The Vatican released a letter from Pope Francis to the European bishops on Oct. 27 in which the pope warned the continent’s leaders that the project of European unity was at risk unless they “rediscover the path of fraternity” that inspired the project’s founders.

“We can either continue to pursue the path we have taken in the past decade, yielding to the temptation to autonomy and thus to ever greater misunderstanding, disagreement and conflict, or we can rediscover the path of fraternity that inspired and guided the founders of modern Europe, beginning precisely with Robert Schuman,” Pope Francis wrote.

The Argentine pope explained in the letter that he wanted to share his reflections on the future of Europe, a continent that he said was “so dear to me,” not only because of his family’s Italian roots, but also because of Europe’s “central role … in the history of humanity.”

Cardinal Parolin underlined this message, adding that “the Church’s closeness to Europe has become even more intense with Pope Francis, the first non-European pope in more than a thousand years.”

“The period we are living through is, therefore, a chance not to be missed for building a more just and inclusive Europe,” he said. 

Cardinal Parolin highlighted some priorities that the European bishops could promote in their work with the EU and other European institutions.
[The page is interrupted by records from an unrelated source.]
Issue #1568, opened 2022-01-25
Allow danger buttons in modal-like patterns (Tearsheet, Side Panel, etc)


dcwarwick:
A question was raised by @lily-peng concerning buttons in modal-like patterns (e.g. Tearsheets, Side Panels). The designs for these show/describe the navigation buttons as being primary, secondary or ghost. However, in “danger” situations, the primary button can often be replaced by a danger button. We should be supporting the use of a danger button in place of a primary button for those “danger” situations, as confirmed by Mitchell Bernstein: "Yes we should be supporting the replacement of primary blue with danger red and same for outline and ghost replacements in any scenario".

The prop-types for the affected components should accept danger buttons, and we should also update the ordering logic in ActionSet if necessary so that danger buttons appear in the right place.

matthewgallo:
I think we can close this one now 🎉

PR #1572, opened 2022-01-27
fix(Tearsheet,SidePanel): enable danger button kinds as actions

dcwarwick:
Contributes to #1568

Allow 'danger' in place of 'primary' and 'danger--ghost' in place of 'ghost' button kinds. This PR also updates the logic in ActionSet which ensures the buttons appear in the correct order.

#### What did you change?

Updated ActionSet, prop-types for Tearsheet and SidePanel, and tests and stories.

Ran tests and storybook.


matthewgallo (approved):
Looks great! 🎉 Probably a good idea to update side panel stories with the complete list of actions accepted, similar to the tearsheet story, but we can do that separately.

Among them, he mentioned Europe’s Green Deal project, the Next Generation EU recovery fund, and a review of the Dublin Convention on refugees and migrants.

“I think the warning Pope Francis left us three years ago stands: as  Christians, we are called to be ‘the soul of Europe,’” he said. “Through the intercession of the Holy Patrons of Europe, let us ask the Lord to help us really be that, in order to offer our contribution to the construction of this continent in which is found the See of Peter and which is so important for the Church and the whole world.”